Regarding hierarchy, traditional classifications that emphasize skin color face unresolvable ambiguities. Anthropology textbooks often recognize five major races: "whites," "African blacks," "Mongoloids," "aboriginal Australians," and "Khoisans," each in turn divided into various numbers of sub-races. But there is no agreement on the number and delineation of the sub-races, or even of the major races. Are all five of the major races equally distinctive? Are Nigerians really less different from Xhosas than aboriginal Australians are from both? Should we recognize 3 or 15 sub-races of Mongoloids? These questions have remained unresolved because skin color and other traditional racial criteria are difficult to formulate mathematically.

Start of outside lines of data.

PR #155, opened 2023-04-28
create banner

OskiTheCoder:
Creates `Banner` component 

- [x] Code complete
- [x] Unit tests
- [x] Component TSDoc written
- [x] Storybook stories and docs
- [x] Documentation up-to-date
- [x] Add changeset

### DIFF
--- a/documentation/specs/Banner.md
+++ b/documentation/specs/Banner.md
@@ -15,13 +15,13 @@ The primary use case of the `Banner` component is to inform the user of new feat
 ### API
 
 ```typescript
-export type BannerStatus = "primary" | "success" | "neutral";
+export type BannerVariant = "primary" | "success" | "neutral";
 export type BannerProps = {
   /**
-   * Banner status color
+   * Banner variant color
    * @default "success"
    */
-  status?: BannerStatus;
+  variant?: BannerVariant;
   /** Banner emphasis text */
   emphasis?: ReactNode;
   /** Banner content */
@@ -37,27 +37,27 @@ _Default with emphasis and body_
 import Banner from "@easypost/easy-ui/Banner";
 import Text from "@easypost/easy-ui/Text";
 
-<Banner emphasis={<>Limited Time Only:</>}>
+<Banner emphasis={<>Limited Time Only</>}>
   Get your first $250 of labels free!
 </Banner>;
 ```
 
-_Status with no emphasis_
+_Primary variant with no emphasis_
 
 ```tsx
 import Banner from "@easypost/easy-ui/Banner";
 import Text from "@easypost/easy-ui/Text";
 
-<Banner status="primary">No fees on 120,000 packages per year.</Banner>;
+<Banner variant="primary">No fees on 120,000 packages per year.</Banner>;
 ```
 
-_Status with emphasis_
+_Neutral variant with emphasis_
 
 ```tsx
 import Banner from "@easypost/easy-ui/Banner";
 import Text from "@easypost/easy-ui/Text";
 
-<Banner status="neutral" emphasis={<>Limited Time Only:</>}>
+<Banner variant="neutral" emphasis={<>Limited Time Only</>}>
   Get your first $250 of labels free!
 </Banner>;
 ```
--- a/documentation/specs/Banner.md
+++ b/documentation/specs/Banner.md
@@ -15,13 +15,13 @@ The primary use case of the `Banner` component is to inform the user of new feat
 ### API
 
 ```typescript
-export type BannerVariant = "primary" | "success" | "neutral";
+export type BannerColor = "primary" | "success" | "neutral";
 export type BannerProps = {
   /**
-   * Banner variant color
+   * Banner color color
    * @default "success"
    */
-  variant?: BannerVariant;
+  color?: BannerColor;
   /** Banner emphasis text */
   emphasis?: ReactNode;
   /** Banner content */
@@ -42,22 +42,22 @@ import Text from "@easypost/easy-ui/Text";
 </Banner>;
 ```
 
-_Primary variant with no emphasis_
+_Primary color with no emphasis_
 
 ```tsx
 import Banner from "@easypost/easy-ui/Banner";
 import Text from "@easypost/easy-ui/Text";
 
-<Banner variant="primary">No fees on 120,000 packages per year.</Banner>;
+<Banner color="primary">No fees on 120,000 packages per year.</Banner>;
 ```
 
-_Neutral variant with emphasis_
+_Neutral color with emphasis_
 
 ```tsx
 import Banner from "@easypost/easy-ui/Banner";
 import Text from "@easypost/easy-ui/Text";
 
-<Banner variant="neutral" emphasis={<>Limited Time Only</>}>
+<Banner color="neutral" emphasis={<>Limited Time Only</>}>
   Get your first $250 of labels free!
 </Banner>;
 ```
--- a/documentation/specs/Banner.md
+++ b/documentation/specs/Banner.md
@@ -18,7 +18,7 @@ The primary use case of the `Banner` component is to inform the user of new feat
 export type BannerColor = "primary" | "success" | "neutral";
 export type BannerProps = {
   /**
-   * Banner color color
+   * Banner color
    * @default "success"
    */
   color?: BannerColor;
--- a/documentation/specs/Banner.md
+++ b/documentation/specs/Banner.md
@@ -22,13 +22,9 @@ export type BannerProps = {
    * @default "success"
    */
   status?: BannerStatus;
-  /**
-   * Banner emphasis text
-   */
+  /** Banner emphasis text */
   emphasis?: ReactNode;
-  /**
-   * Banner content
-   */
+  /** Banner content */
   children?: ReactNode;
 };
 ```
--- a/easy-ui-react/src/Banner/Banner.module.scss
+++ b/easy-ui-react/src/Banner/Banner.module.scss
@@ -8,7 +8,7 @@
   );
   @include component-token(
     "banner",
-    "background.color",
+    "color.background",
     theme-token("color.background.success")
   );
 }
@@ -25,7 +25,7 @@
 .variantPrimary {
   @include component-token(
     "banner",
-    "background.color",
+    "color.background",
     theme-token("color.background.primary")
   );
 }
@@ -33,7 +33,7 @@
 .variantNeutral {
   @include component-token(
     "banner",
-    "background.color",
+    "color.background",
     theme-token("color.background.neutral")
   );
 }
@@ -44,6 +44,7 @@
     "border_radius",
     design-token("shape.border_radius.base")
   );
+  @include component-token("banner", "max-width", "1348px");
   display: flex;
   flex-direction: column;
   align-items: center;
@@ -52,9 +53,10 @@
   flex-wrap: wrap;
   white-space: pre-wrap;
   width: 100%;
+  max-width: component-token("banner", "max-width");
   padding: design-token("space.1") design-token("space.2");
   color: component-token("banner", "color");
-  background-color: component-token("banner", "background.color");
+  background-color: component-token("banner", "color.background");
 
   @include breakpoint-sm-up {
     flex-direction: row;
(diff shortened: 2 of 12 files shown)


easy-ui-react/src/Banner/Banner.module.scss
```diff
@@ -0,0 +1,67 @@
...
+
+.variantNeutral {
+  @include component-token(
+    "banner",
+    "background_color",
+    theme-token("color.background.neutral")
+  );
+}
+
+.Banner {
```
ldewald, line 41: **Question:** Are we missing setting a max width and margin? There's a note in the Figma file that says

> Notes:
Banner is centered with 48px left and right padding. Banner width adjusts to take up rest of width with a max width of 1348
Text wraps and expands height if needed

easy-ui-react/src/Banner/Banner.module.scss
```diff
@@ -0,0 +1,67 @@
...
+  @include component-token(
+    "banner",
+    "border_radius",
+    design-token("shape.border_radius.base")
+  );
+  display: flex;
+  flex-direction: column;
+  align-items: center;
+  justify-content: center;
+  border-radius: 0;
```
ldewald, line 51: **Question:** Is this necessary? I think since we specify it for >tablet on line 61 this can be deleted.
```suggestion
```

easy-ui-react/src/Banner/Banner.module.scss
```diff
@@ -0,0 +1,69 @@
...
+  @include component-token("banner", "max-width", 1348px);
+  display: flex;
+  flex-direction: column;
+  align-items: center;
+  justify-content: center;
+  border-radius: 0;
+  flex-wrap: wrap;
+  white-space: pre-wrap;
+  max-width: component-token("banner", "max-width");
+  padding: design-token("space.1") design-token("space.2");
```
OskiTheCoder, line 56: will check with design about a few of these styling discrepancies: 

- padding numbers, the figma suggests `32px` horizontally on desktop, `16px` on tablet, and `24px` on mobile, but i imagine the latter two should be swapped.
- the colors for the `success` variant, i imagine its supposed to have `blue-800` text as is the case with the buttons, but it looks like `#000` in the spec. 
- overall height of the banner in the design spec suggests it should be `32px`, but i think thats intended to be `40px` unless im mistaken

easy-ui-react/src/styles/_media-queries.scss
```diff
@@ -0,0 +1,25 @@
...
+  @include breakpoint-sm-up {
+    @content;
+  }
+}
+
+@mixin ezui-desktop {
+  @include breakpoint-md-up {
+    @content;
+  }
+}
```
stephenjwatkins, line 25: **thought:** while i like these shortcuts, i feel a little on the fence with them because `tablet` and `desktop` seem like arbitrary tags to me. it's not clear to me what defines `tablet` and `desktop` in the real world. unless we get strict labeling from Design, while it is slightly less friendly, i would personally prefer using the `breakpoint-sm-up` and `breakpoint-md-up` since i think it's more explicit in aligning with our breakpoints

but curious how you feel after reading that

easy-ui-react/src/Banner/Banner.module.scss
OskiTheCoder: from what i can tell on the design spec, it seems like on mobile the border radius is 0 and takes up the full width, but will check in with design about this to be cerain

easy-ui-react/src/Banner/Banner.module.scss
OskiTheCoder: - with regards to outer margins, my thinking was that this kind of thing would be handled by a layout concerned component. steve and i briefly discussed it on the spec ticket here https://github.com/EasyPost/easy-ui/pull/87#discussion_r1165672389 , but on second thought, it does give me pause since this component is quite specific in its use. curious how you feel about this though, im open to ideas!

- with regards to `max-width`, i updated the PR to handle it, but there might be a more elegant way to deal with it, i tried setting it on the banner div itself, but that didn't seem to work. i ended up adding an outer div with these styles. open to ideas if you feel theres a better approach though

```css
.bannerContentContainer {
  display: flex;
  max-width: 1348px;
}

```

documentation/specs/Banner.md
```diff
@@ -22,13 +22,9 @@ export type BannerProps = {
    * @default "success"
    */
   status?: BannerStatus;
-  /**
-   * Banner emphasis text
-   */
+  /** Banner emphasis text */
   emphasis?: ReactNode;
```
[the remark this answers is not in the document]
OskiTheCoder: agree

easy-ui-react/src/Banner/Banner.tsx
```diff
@@ -0,0 +1,65 @@
...
+export type BannerProps = {
+  /**
+   * Banner variant color
+   * @default "success"
+   */
+  variant?: BannerVariant;
+  /** Banner emphasis text */
+  emphasis?: ReactNode;
+  /** Banner content */
+  children?: ReactNode;
```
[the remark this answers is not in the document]
OskiTheCoder: yep, it is indeed a valid use case to only render `emphasisText`

easy-ui-react/src/styles/_media-queries.scss
OskiTheCoder: i implemented your suggestion, but i had defined the mixin based on a spec in figma regarding breakpoints:

image

easy-ui-react/src/Banner/Banner.stories.tsx
```diff
@@ -0,0 +1,56 @@
...
+  },
+  component: Banner,
+};
+
+export default meta;
+
+export const Controls: Story = {
+  render: Template.bind({}),
+  args: {
+    emphasis: "Banner text: ",
```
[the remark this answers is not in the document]
OskiTheCoder: i think i agree and i went ahead and implemented the suggestion, but let me know if i misunderstood the idea!

easy-ui-react/src/styles/_media-queries.scss
stephenjwatkins: oh i haven't seen this in Figma. when i last looked it was using the `xs`, `sm`, etc. interesting. "Web" doesn't quite make sense but i suppose desktop like you had it makes a reasonable alternative. it still feels slightly iffy to me but i'd be down to do it like this if you want. how do you think we would represent the different desktop sizes? t-shirt sizes? `desktop`, `desktop-lg`, `desktop-xl`, `desktop-2xl`, etc?

OskiTheCoder: hmm, i dont feel super strongly about including it and if youre iffy on it, id feel more comfortable if we leave it out of the mixin for now at least. probably something we can revisit when we're developing molecules or layout concerned components

easy-ui-react/src/Banner/Banner.module.scss
```diff
@@ -0,0 +1,77 @@
...
+
+.variantSuccess {
+  @include component-token(
+    "banner",
+    "color",
+    theme-token("color.text.success.inverse")
+  );
+  @include component-token(
+    "banner",
+    "background.color",
```
stephenjwatkins, line 11: **nit:** in my previous review comment i was thinking this could be `color.background` to stick with our paradigm of `<foundation>.<property>.<modifiers>`

easy-ui-react/src/Banner/Banner.tsx
```diff
@@ -0,0 +1,76 @@
...
+ * When rendering a banner with both emphasisText and text via children, a delimeter ":" is
+ * automatically applied.
+ *
+ * This component is useful when wanting to inform users of new features, promotions and
+ * other offerings.
+ *
+ * @example
+ * Default success variant with emphasis and body:
+ * ```tsx
+ *  <Banner emphasis={<>Limited Time Only:</>}>
```
stephenjwatkins, line 40: **issue:** i think this needs to be updated to `emphasisText`

easy-ui-react/src/Banner/Banner.tsx
```diff
@@ -0,0 +1,76 @@
+import React, { ReactNode } from "react";
+import { Text } from "../Text";
+import { classNames, variationName } from "../utilities/css";
+import styles from "./Banner.module.scss";
+
+export type BannerVariant = "primary" | "success" | "neutral";
```
stephenjwatkins, line 6: **question:** does `success` make sense in this context?

i know i've been back and forth on the naming of these values in terms of consistency with the rest of the components like the `Button`, but thinking as a consumer rendering a banner as a promotional item, i'm not sure `success` would make sense since it's not the result of an action like other alerts.

it seems like the banners instead are different degrees of prominence. like the green is the most prominent, blue is the next most prominent, followed by the darker blue. which makes me wonder if it should take more of a hierarchical naming path like `<Banner variant="primary" />` (green); `<Banner variant="secondary" />` (blue); `<Banner variant="tertiary" />` (darkblue). or with a little more semantic: `<Banner variant="pivotal" />` (green); `<Banner variant="relevant" />` (blue); `<Banner variant="peripheral" />` (darkblue). those are probably too jargon-y...just brainstorming concepts.

what are your thoughts?

easy-ui-react/src/Banner/Banner.module.scss
```diff
@@ -0,0 +1,77 @@
...
+  }
+
+  @include breakpoint-md-up {
+    padding: design-token("space.1") design-token("space.4");
+  }
+}
+
+.bannerContentContainer {
+  display: flex;
+  max-width: 1348px;
```
stephenjwatkins, line 72: **question:** was there a reason for creating a separate container for this instead of setting it on the `Banner` itself? i believe it should work fine on the root element instead. (it may be acting up with the left/right padding but once the `box-sizing` is set correctly to `border-box`, which i updated in a recent diff, it should be good)

stephenjwatkins, line 72: **nit:** is this value worth setting in a `component-token` at the top so that we can ensure it's a little more visible?

stephenjwatkins (commented):
looking good. only a few nits and one question about the prop name

easy-ui-react/src/Banner/Banner.tsx
OskiTheCoder: good point.

i do see the utility in using `primary` to map to the most used variation, but my concern is that i often feel `primary` refers to a color and it could potentially become confusing. im a bigger fan of the `pivotal` and `relevant` naming, but i went ahead and renamed `variant` to `color` so that maybe its a bit more clear what `primary`, `success` and `neutral` are referring to.  although if you do feel strongly about going to the `variant` naming you suggested with `pivotal` and `relevant`, im on board with that too.

easy-ui-react/src/Banner/Banner.tsx
```diff
@@ -0,0 +1,76 @@
...
+          styles.Banner,
+          styles[variationName("variant", variant)],
+        )}
+      >
+        {emphasisText && (
+          <Text variant="subtitle1" alignment="center">
+            <strong className={classNames(styles.emphasisTextContent)}>
+              {!children ? <>{emphasisText}</> : <>{emphasisText}: </>}
+            </strong>
+          </Text>
```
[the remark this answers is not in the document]
OskiTheCoder: ah nice, this approach is much better, i went ahead and included `strong` in the `TextAs` type

easy-ui-react/src/Banner/Banner.tsx
stephenjwatkins: i still don't feel super great but i don't have answers lol. might as well just move forward

easy-ui-react/src/Text/Text.tsx
```diff
@@ -4,7 +4,16 @@ import { classNames, getComponentThemeToken } from "../utilities/css";
 
 import styles from "./Text.module.scss";
 
-export type TextAs = "h1" | "h2" | "h3" | "h4" | "h5" | "h6" | "p" | "span";
+export type TextAs =
```
stephenjwatkins, line 7: thanks

stephenjwatkins (approved):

16 years on I think we can reasonably answer many of Diamond's questions with phylogenetic trees such as the one to the left. There are five races in the tree by coincidence, though the Khoisans are with Africans, and the Americas has its own branch. Yes, Nigerians are probably less different from the Xhosas than Aboriginal Australians. And I guess this tree implies closer to 15 "subraces" for "Mongoloids." And with the rise of skin reflectance measures the trait isn't that difficult to formulate mathematically actually. But as for the salient phenotypic characteristics which humans use to classify each other, and which will remain important socially and culturally for the near future, it makes absolutely no sense to minimize the critical importance of skin pigmentation. Humans are a very visual species, and the complexion of our largest organ will always be of particular interest. This sort of phenetic classification is not scientifically rigorous, I don't want cladists to hunt me down, but, it is not an arbitrary cultural construct. We can't classify people by HLA profiles because we don't have conscious access to such information (and the idea that we can "smell" HLA profiles is still unproven). Our innate pattern recognition competencies are such that naturally folk taxonomies will start with complexion, and use other characters to refine our categories. Just because something isn't scientific doesn't always mean it's silly or arbitrary. Image Credit: Outlook IndiaAddendum: I just realized that Jared Diamond's article came out at the same time as The History and Geography of Human Genes. A quick consultation of this seminal work would have cleared up some of his questions.